[Stored items]
PR #3808, opened 2022-08-29
Indentation fixes and rule logging improvements

alanmcruickshank:
Found this as part of working on #3760 and I think it makes sense to merge separately before that. This is related to #3673, and also solves a long standing weird test case which I think is actually a bug, but that we hadn't found a solution for.

There are a few logging improvements in this PR but the main thrust is the treatment of indentation fixes. Previously they were always resolved using `create_before`, which led to strange issues where some fixes would be applied and not others. Changing them to `replace` unless there really was no previous indentation - while also adding a special case to the fix safety checks seems to resolve this. Previously any edits to newly created segments adjoining templated sections would be deemed unsafe - this naturally included indentation added before them.

This also makes takes one instance in `L003` where we weren't using `._coerce_indent_to()` and makes it use that function too. This ensures it behaves the same as above and also lays the groundwork for future simplification.


src/sqlfluff/core/rules/base.py
```diff
@@ -320,6 +320,17 @@ def get_fix_slices(
...
                 slice(anchor_slice.stop - adjust_boundary, anchor_slice.stop + 1),
             ]
+        elif (
+            self.edit_type == "replace"
+            and self.anchor.pos_marker.source_slice.stop
+            == self.anchor.pos_marker.source_slice.start
+        ):
+            # We're editing something with zero size in the source. This means
+            # it likely _didn't exist_ in the source and so can be edited safely.
+            # We return and empty set because this edit doesn't touch anything
```
barrywhart, line 330:
```suggestion
            # We return an empty set because this edit doesn't touch anything
```

barrywhart (approved):
Great work!

I've tackled existing bugs in the other rules, but I'd been afraid to touch L003 for a while. 😅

Task prompt —
An exact, complete copy of the lines above from the one with "Indentation fixes and" through the one with "Found this as" is the whole answer.

Finished task —
Indentation fixes and rule logging improvements

alanmcruickshank:
Found this as part of working on #3760 and I think it makes sense to merge separately before that. This is related to #3673, and also solves a long standing weird test case which I think is actually a bug, but that we hadn't found a solution for.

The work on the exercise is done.